Most women having a heart attack experience chest discomfort. However, compared to men, women are less likely to report chest pain and are more likely to downplay its significance. Moreover, just under half of all women having a heart attack deny having chest pain at all.
Women are more likely to complain of shortness of breath, nausea and fatigue as the most prominent symptom. Pain that women have during a heart attack may be in other areas such as the neck, jaw, back, shoulder or arm.
These “atypical” symptoms may mean that women could delay seeking medical attention. Also, medical providers may not recognize these symptoms initially as being part of a heart attack either, which could further delay treatment.
This delay, regardless of sex, has clearly been shown to worsen outcomes when treating heart attack patients. In addition, women with ischemic heart disease are falsely felt to have a lower risk and therefore may not be treated as aggressively as men who are matched by other criteria as having the same risk.

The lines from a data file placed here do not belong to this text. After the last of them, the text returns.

PR #97, opened 2023-05-22
Have docker auto-remove containers when they finish

frankhereford:
This change is in response to a `docker system prune` that took ages earlier on data03. There is nothing inherently wrong with leaving the containers hanging around after they have quit, but this is just a little tidier.

With approval, this will merge into the main `airflow-v2` branch, which is standing as `main` until it gets itself into `main`.  I'll take that approval and PR `airflow-v2` into `production`, and then trigger the webhook via smee, so this will be a nice test of that system as well, as it stands now in production.


mddilley (approved):
Ready for smee! 🪝

PR #99, opened 2023-05-22
Update README to reflect current configuration & improve docs

frankhereford:
Just some housekeeping. Some of our data had gotten out of date. I think we might keep some of the links around in the feature list for a bit while our team adopts the new capabilities, but they are messy, and should probably go at some point.


mddilley (approved):
📚 🙏 ✨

In general, women have more complications following a heart attack as well as more complications from invasive procedures used to treat heart attacks. There is a noted difference in outcomes related to age among women and men. Young women actually have a higher chance of dying while in the hospital for a heart attack than young men. However, older women may have a similar death rate or even a lower death rate, depending on the type of heart attack, than older men of the same age.
Again, this is thought to be at least partially explained by the differences in symptoms at the time of a heart attack onset between younger women and younger men.
Also, when younger women present with a heart attack, compared to men of the same age, the women are more likely to also have hypertension, diabetes, congestive heart failure or a prior stroke. All of these other serious conditions further increase their risk of a worse outcome compared to men.
Only with more public awareness of these “atypical” symptoms and presentations can everyone come to understand that for women these are “typical.”
Dr. Larry Todd Breeding, an interventional cardiologist with Baptist Health Medical Group Cardiology in Richmond, practices at Baptist Health Richmond.